What the 2026 DBIR Is Actually Telling Security Leaders

The core message of the report is not that everything has changed. It is that the threat environment has matured in specific ways that require recalibration of where security investment is concentrated.

Haber at BeyondTrust makes the point that credential controls still matter. Vulnerability exploitation becoming the top initial access vector does not mean identity security programs were wrong. It means they are working well enough that attackers are routing around them. That is an argument for sustaining those investments, not redirecting them wholesale. The 2026 DBIR politely suggests recalibrating: credential-based attack vectors still appear in 39% of all incidents; they are simply no longer the initial entry point as often as they used to be.

Kelley at Noma Security summarizes the broader AI finding with precision: attackers are scaling the basics, and the fundamentals still matter most.
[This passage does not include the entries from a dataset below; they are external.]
PR #264, opened 2023-06-20
Helmholtz EOS

Yurlungur:
## PR Summary

Preliminary work on implementing a Helmholtz EOS in singularity-eos

## PR Checklist


jhp-lanl:
I'm sure with a paper and some time I could decipher much of this, but as it stands I'm a bit concerned by all the short variable names flying around without context. Is there any way the variable names can be more descriptive?

Yurlungur:
> I'm sure with a paper and some time I could decipher much of this, but as it stands I'm a bit concerned by all the short variable names flying around without context. Is there any way the variable names can be more descriptive?

:+1: I blindly copied this out of the reference implementation---I will add some documentation in sphinx as well as some comments pointing to the reference implementation an the paper. Would that be sufficient to clarify?

jhp-lanl:
> > I'm sure with a paper and some time I could decipher much of this, but as it stands I'm a bit concerned by all the short variable names flying around without context. Is there any way the variable names can be more descriptive?
> 
> 👍 I blindly copied this out of the reference implementation---I will add some documentation in sphinx as well as some comments pointing to the reference implementation an the paper. Would that be sufficient to clarify?

I think that will be helpful, but I just don't feel that reading the paper should be needed for the code review. Some basic comments to explain the general structure of the code and explanations for what blocks of variables are doing (or more descriptive variable names) will probably aid the review process.

Yurlungur:
> I think that will be helpful, but I just don't feel that reading the paper should be needed for the code review. Some basic comments to explain the general structure of the code and explanations for what blocks of variables are doing (or more descriptive variable names) will probably aid the review process.

I can do that. The variable names are, for the most part, meaningfully self consistent. I think some comments explaining the convention will clarify.

singularity-eos/base/math_utils.hpp
```diff
@@ -22,32 +22,40 @@ namespace math_utils {
...
-  return x * pow<P - 1>(x);
+template <int P>
+PORTABLE_FORCEINLINE_FUNCTION constexpr Real pow(const Real x) {
+  // defining Ppos is important. Otherwise compiler is not smart
+  // enough to terminate recursion.
+  constexpr int Ppos = (P < 0) ? -P : P;
+  return (P >= 0)
+             ? ((Ppos % 2) ? x * pow<Ppos - 1>(x) : pow<Ppos / 2>(x) * pow<Ppos / 2>(x))
+             : 1 / pow<Ppos>(x);
 }
```
Yurlungur, line 39: Very pleased with this new version of our integer power function. It's generically recursive, with the even/odd power performance trick, so we don't need the strategic template specializations anymore. And it handles negative integer powers.

singularity-eos/eos/eos.hpp
```diff
@@ -63,7 +64,7 @@ using singularity::detail::transform_variadic_list;
 
 // all eos's
 static constexpr const auto full_eos_list =
-    tl<IdealGas, Gruneisen, Vinet, JWL, DavisReactants, DavisProducts
+    tl<IdealGas, Gruneisen, Helmholtz, Vinet, JWL, DavisReactants, DavisProducts
```
dholladay00, line 67: Should this be behind a preprocessor macro?

dholladay00: Given the applicability is primarily targeted at astrophysical regimes, I think maybe this EOS should be opt in, meaning that all headers and implementation related files and tests should not be added to cmake headers, etc., or the type included in the variant, unless turned on. @Yurlungur thoughts?

Yurlungur: I think that makes sense @dholladay00 . I think my preference would be that the header file is always included, but tests are opt in and it's simply not included in the variant. Instead, downstream codes that expect to use it must add it to their own local variant.

Perhaps we should do the same for the stellar collapse tables.

dholladay00: If this solution is not overly onerous for downstream codes that rely on these EOSs that is a reasonable solution, another good solution is something like what is done for eospac's inclusion in the variant.

Yurlungur: I think it's not too bad for them. Also given that astro codes are unlikely to want the terrestrial EOS'S and modifiers, it's maybe a good solution

test/test_eos_helmholtz.cpp
```diff
@@ -0,0 +1,170 @@
...
+#include <ports-of-call/portable_arrays.hpp>
+#include <ports-of-call/portable_errors.hpp>
+#include <singularity-eos/base/constants.hpp>
+#include <singularity-eos/eos/eos.hpp>
+#include <test/eos_unit_test_helpers.hpp>
+
+using Catch::Matchers::WithinRel;
+using singularity::Helmholtz;
+const std::string filename = "../test/helmholtz/helm_table.dat";
+SCENARIO("Helmholtz equation of state - Table interpolation (tgiven)", "[HelmholtzEOS]") {
```
Yurlungur, line 39: Looks like the tests are not GPU. We should test on device before merge. It's an easy change, and I can add it.

Yurlungur (commented):
This looks pretty good! Thanks for all the hard work and bug fixing @AlexHls !

.github/workflows/tests.yml
```diff
@@ -35,6 +35,8 @@ jobs:
                   -DSINGULARITY_BUILD_EXAMPLES=ON \
                   -DSINGULARITY_BUILD_PYTHON=ON \
                   -DSINGULARITY_TEST_SESAME=OFF \
+                  -DSINGULARITY_USE_HELMHOLTZ=ON \
```
mauneyc-LANL, line 38: @Yurlungur Do we want to have an option for this? It doesn't change anything in the configuration (e.g. require some other dependency or disable some other feature). If it's just a new EoS in a header file, treat it like all the others. The test can be put into the standard test targets.

I suppose that it could be the a case that since the data directory likely needs to be part of the install, but that would probably be standard anyway. Your call.

Yurlungur: I think the main benefit is it prevents it from being in the variant by default. That said, we could just not include it in the variant, and remove the build option.

CMakeLists.txt
```diff
@@ -233,6 +239,9 @@ endif()
 if(SINGULARITY_BUILD_CLOSURE)
   target_compile_definitions(singularity-eos PRIVATE SINGULARITY_BUILD_CLOSURE)
 endif()
+if(SINGULARITY_USE_HELMHOLTZ)
```
mauneyc-LANL, line 242: you should add something like

```cmake
add_custom_command(
  TARGET singularity-eos
  PRE_BUILD
  COMMAND ${CMAKE_COMMAND} -E copy_directory ${CMAKE_SOURCE_DIR}/data
          $<TARGET_FILE_DIR:singularity-eos>/data)
```
which will copy the data directory to the build directory.

Also will need to add similar in `cmake/install.cmake` for installing

.github/workflows/tests.yml
brryan: In the limit of infinite EOSes in `singularity-eos`, is the solution to infinite compile times due to variant to give each EOS, not just Helmholtz, a similar enable/disable flag?

Yurlungur: I think the long term plan is not to provide a single variant, but instead have a few predefined variants for different use-cases. And if those don't meet needs, then the downstream code builds their own. TO enable this, I need to refactor `EOSBuilder`, which is on my TODO list. This enable/disable flag is a short-term hack that gets us short compile times until I can get that cleaned up.

Yurlungur:
I think that's a good point @mauneyc-LANL

CMakeLists.txt
mauneyc-LANL: Ah, I see this was done in the test directory. Nevermind.

.github/workflows/tests.yml
brryan: Naively I would think it would be easier to let the downstream code request the EOSes they want through compile time flags like this rather than build their own variant which can be time consuming to work out. Is it difficult for `singularity-eos` to provide a single mega-variant that is pruned down at compile time through options like this? Such a mega-variant could presumably also be pre-pruned down into the predefined variants you have in mind,

Yurlungur: Yeah I'm open to suggestions here, including the mega variant with pruning options.

My main concern about that is that the combinatoric list of EOS's and variants might be quite large and complex. Letting the downstream C++ codes build their own variants moves some of that burden away from singularity-eos. 

That said, a few predefined variants probably makes sense for common use cases... e.g., I want all the astro-relevant EOS's or all the terrestrial-relevant EOS's. That kind of thing.

CMakeLists.txt
mauneyc-LANL: Still need to add a step to install the data. Something like

```cmake
# make sure `include(GNUInstallDirs)` was done beforehand - should be already
install(DIRECTORY ${PROJECT_SOURCE_DIR}/data DESTINATION ${CMAKE_INSTALL_DATAROOTDIR}/singularity-eos)
#NB this usually means `<install-prefix>/share`
```

.github/workflows/tests.yml
jhp-lanl: If the issue is compile times, I'd also like to know exactly where the compilation is getting stuck. @dholladay00 today just told me that `PTofRE()` might be a prime target for example.

dholladay00: @jhp-lanl `PTofRE` is on my list to remove entirely. The improved compile times should now be available in the `main` branch presently.

dholladay00: I am open to both encouraging downstream codes to use the variadic utils to create their own variants as well as enabling the main variant to have configuration-time toggle-able options. I'd love to hear of folks' thoughts on how to best manage that. Is there a way to get cmake to do some of that code-gen magic for us @mauneyc-LANL ? Then there's the question of if we expose this at the cmake level do we also expose it at the spack level?

Long term, I think the best solution would be to JIT the variant based on requested models in a simulation, but that is a distant dream at this point. 

This is probably best suited for a broader discussion and not in this PR.

singularity-eos/eos/eos_helmholtz.hpp
```diff
@@ -0,0 +1,1439 @@
...
+  Real T;
+
+  if (options_.ENABLE_RAD || options_.GAS_DEGENERATE ||
+      options_.ENABLE_COULOMB_CORRECTIONS) {
+    Real lTguess = lambda[Lambda::lT];
+    if (!((electrons_.lTMin() <= lTguess) && (lTguess <= electrons_.lTMax()))) {
+      lTguess = lTAnalytic_(rho, e, ni, ne);
+      if (!((electrons_.lTMin() <= lTguess) && (lTguess <= electrons_.lTMax()))) {
+        // Fallback initial guess
+        lTguess = 7;
```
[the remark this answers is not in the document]
AlexHls: This was meant to be a fallback initial guess in the middle of the table range (in case the analytic guess fails/ is outside the table range for some reason), I just failed to do a simple calculation. Fixed now to 8 (table range is from 3 to 13). It should in any case not matter that much since it is an arbitrary guess anyway.

test/test_eos_helmholtz.cpp
AlexHls: I included a test on device, not sure if that is what you meant. In the second test I also tired define the input values as ``Kokkos::View`` in the same way as in the first test, but for some reason the test then fails. (I made sure to use the host values for the comparison, but the ``temp_new`` value reported by the ``REQUIRE_THAT`` call differs from the value to match. However, if I print the ``temp_new`` value before that, it matches the compared value perfectly. I presume it is a trivial thing I just missed, but I wasn't able to find the reason for that so far.

In any case, the current tests should test on device. Tested locally on a RTX 4060 with CUDA 12.2.91. + gcc 12.3.0

AlexHls:
I added a Fortran interface, but I could not test it. Compiling (more precisely linking) my test program lead to quite a few error messages. I'm not sure if is because I forgot something in the interface or due to the issue described in #284 (given that the error message mentions several EOS is suspect the latter). I would need someone else to have a look at the interface to be sure.

AlexHls:
_(This part is for archival purposes, i.e. that there is a reference somewhere that we thoroughly tested the implementation against a reference implementation)_

# Testing

## Table interpolation

-  Tested a 100x100 grid of (rho, T) values covering the table range, avoiding the edges.
-  Compared all relevant quantities that singularity-eos computes against a reference implementation (Fig 1).
-  The tests here do not consider Coulomb corrections as the cutoff is handled differently in the reference implementation (i.e. it just cuts the corrections off at a certain point, whereas we implement a butterworth filter to achieve a smooth transition)
-  A Figure is included to illustrate the effects of Coulomb corrections (Fig. 2). One can see that once the parameter space approaches the cut-off region, the difference between the implementations becomes substantial.

TableInterpolation_NoCoulombCorr
Figure 1
TableInterpolation_WithCoulombCorr
Figure 2

## Root finding

The root finding is checked rather through a self-consistency check than a comparison against a reference implementation. We did compare it against the reference implementation, however, due to the different root finding algorithms and slightly different bounding mechanisms this comparison is rather difficult to interpret.

Here we test self-consistency by going 'full circle', i.e. we calculate the internal energy through the table interpolation 
$$e_{int} = eos(\rho, T)$$ which is used as input for the root find: $$T_{new} = eos(\rho, e_{int})$$.
This new temperature should be identical with the input temperature; all other quantities will be computed from this quantity. As long as $T_{new}$ is correct the other quantities will be computed correctly as long as the table interpolation itself works correctly.

Fig 3. shows the difference between the original value and the value obtained from the root find without an initial guess for the temperature. It can be seen that the root find struggles in the low temperature - low density region. But once a sensible initial guess is provided (which it realistically will be in a production scenario) the root find works much better (see Fig 4).

(Both Figures also show $e_{int,new} = eos(\rho, T_{new})$ vs $e_{int}$ to illustrate that once the correct temperature is obtained, other quantities will be computed correctly.)

RootFinding_NoInitialGuess
Figure 3.

RootFinding_WithInitialGuess
Figure 4.

CMakeLists.txt
Yurlungur: Can't hurt to document the location of the file.

singularity-eos/eos/eos_helmholtz.hpp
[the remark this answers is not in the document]
Yurlungur: Tmin and tmax are defined as constants right? We could slightly future proof this by setting ltguess to explicitly be the average of ltmin and ltmax.

test/test_eos_helmholtz.cpp
Yurlungur: I'm not sure why either test would work---you weren't testing on device, because you had normal for loops for the test code, not `portableFor` loops. I've fixed it, and tests now run on device.

Yurlungur:
From my perspective, this is ready to go. @mauneyc-LANL are you happy with the current cmake?

test/test_eos_helmholtz.cpp
AlexHls: Thanks for fixing that! I've included a fix to make the tests pass when not using Kokkos. If you could double check that, I'm not sure if I understood your intention for ``nwrong = 1`` correct. You set it to one such that in case the reduction fails the test fails, right? I'm not sure how the ``portableReduce`` behaves without Kokkos, but I assume it does not do anything in that case, i.e. there is no danger of setting ``nwrong = 0`` initially?

Yurlungur: No there's no danger---Kokkos sets it to zero before the reduction but I'm not sure that the cpu version does. Good fix setting it to zero initially

jhp-lanl (approved):

doc/sphinx/src/models.rst
```diff
@@ -1288,6 +1288,101 @@ indicates log base 10.
...
+ - the first adiabatic exponent (c&g 9.97)  
+ - the second adiabatic exponent (c&g 9.105)  
+ - the specific heat at constant pressure (c&g 9.98)  
+ - and relativistic formula for the sound speed (c&g 14.29)  
+
+
+.. _Timmes and Swesty: https://doi.org/10.1086/313304
+
+.. _Frank Timmes's website: https://cococubed.com/code_pages/eos.shtml
+
```
jhp-lanl, line 1385: Could you include the signature for the constructor like the other EOS?

jhp-lanl (changes requested):

jhp-lanl:
I requested changes but I'll just approve for now since I don't want to hold anything up if I'm not around

jhp-lanl (approved):

doc/sphinx/src/models.rst
AlexHls: Added a basic signature for the constructor.

CMakeLists.txt
```diff
@@ -69,6 +69,9 @@ cmake_dependent_option(
 cmake_dependent_option(
   SINGUALRITY_BUILD_STELLARCOLLAPSE2SPINER "Compile stellarcollapse2spiner" ON
   "SINGULARITY_USE_SPINER;SINGULARITY_USE_SPINER_WITH_HDF5" OFF)
+cmake_dependent_option(
+  SINGULARITY_USE_HELMHOLTZ "Include Helmholtz equation of state" OFF
+  "SINGULARITY_USE_SPINER;SINGULARITY_USE_SPINER_WITH_HDF5" OFF)
```
mauneyc-LANL, line 74: Just to be clear, you want this `OFF` by default _even if_ `spiner`+`hdf5` is enabled?

cmake/install.cmake
```diff
@@ -91,3 +91,14 @@ export(
...
+# ----------------------------------------------------------------------------#
+# Data files
+# ----------------------------------------------------------------------------#
+
+# install data files needed for various eos models
+if(SINGULARITY_USE_HELMHOLTZ)
+  # install data files
+  install(DIRECTORY ${PROJECT_SOURCE_DIR}/data/helmholtz
+          DESTINATION ${CMAKE_INSTALL_DATADIR}/singularity-eos)
+endif()
```
mauneyc-LANL, line 104: Raising a point here to check that this is correct - I need to look more closely but I'm worried that the install path will be `<install-prefix>/share/singularity-eos/helmholtz`, when the source expects `<install-prefix>/share/singularity-eos/data/helmholtz`

singularity-eos/CMakeLists.txt
```diff
@@ -32,6 +32,7 @@ set(EOS_HEADERS
     eos/eos_vinet.hpp
     eos/eos_builder.hpp
     eos/eos_jwl.hpp
+    eos/eos_helmholtz.hpp
```
mauneyc-LANL, line 35: Not an issue to resolve here, but I'm a little worried that we include headers that are not used with specific build parameters (e.g. `_USE_HELMHOLTZ` or `_USE_EOSPAC`). We should go through these in the future and guard their inclusion.

test/CMakeLists.txt
```diff
@@ -21,7 +21,13 @@ add_executable(
...
   test_eos_noble_abel.cpp
   test_eos_stiff.cpp
-)
+  test_eos_helmholtz.cpp
+  )
+
+if(SINGULARITY_TEST_HELMHOLTZ)
+    configure_file(${PROJECT_SOURCE_DIR}/data/helmholtz/helm_table.dat ${CMAKE_BINARY_DIR}/data/helmholtz/helm_table.dat COPYONLY)
+  target_compile_definitions(eos_unit_tests PRIVATE SINGULARITY_TEST_HELMHOLTZ SINGULARITY_USE_HELMHOLTZ)
+endif()
```
mauneyc-LANL, line 30: I see what's happening here, and don't object to holding up a merge, but this should be returned to.

`test_eos_helmholtz.cpp` should only be included in the `eos_unit_tests` source list if `_USE_HELMOLTZ` is on. The compile def here is unnecessary (aside from the conditional compilation of `test_eos_helmholtz.cpp`, which previous would make redundant). 

`_USE_HELMOLTZ` should be included in the target interface of `singularity-eos`, e.g.

```cmake
# defines
if(SINGULARITY_USE_SINGLE_LOGS)
  target_compile_definitions(singularity-eos PUBLIC SINGULARITY_USE_SINGLE_LOGS)
endif()
``` 

Relatedly, the tests in `test_eos_unit.cpp` related to `_TEST_SESAME` and `_TEST_EOSPAC` should be moved into separate source files.

mauneyc-LANL (changes requested):
Only one issue to address, everything else looks ok.

test/CMakeLists.txt
mauneyc-LANL: To clarify, the `_USE_HELMHOLTZ` compile option _should_ be changed (downstream codes will need to know that `_USE_HELMHOLTZ` is needed). Other issues can wait.

mauneyc-LANL: Ah wait, I got mixed up. Sorry - it is present as it should be. The second inclusion in the tests is what threw me.

CMakeLists.txt
Yurlungur: Yes that's the desired behaviour.

cmake/install.cmake
AlexHls: Your're right, that was an oversight by me. Fixed.

Yurlungur:
Triggered tests on re-git. Merging after they pass.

Defenders need to do the same, only faster, cleaner, and with better control over identity, data, and third parties.

The recalibration is specific: vulnerability prioritization needs to reflect active exploitation, not just theoretical severity. Third-party risk management needs continuous visibility, not periodic snapshots. Shadow AI requires a governance response, not a blanket prohibition. Mobile social engineering needs to be part of the threat model that security awareness programs train against. And the entire defensive posture needs to be calibrated to exploitation timelines measured in hours, not months.

Hartman at Merlin Group puts it in operational terms: organizations need continuous visibility into vulnerabilities, vendors, and employee AI usage, and the ability to act on that intelligence before attackers can.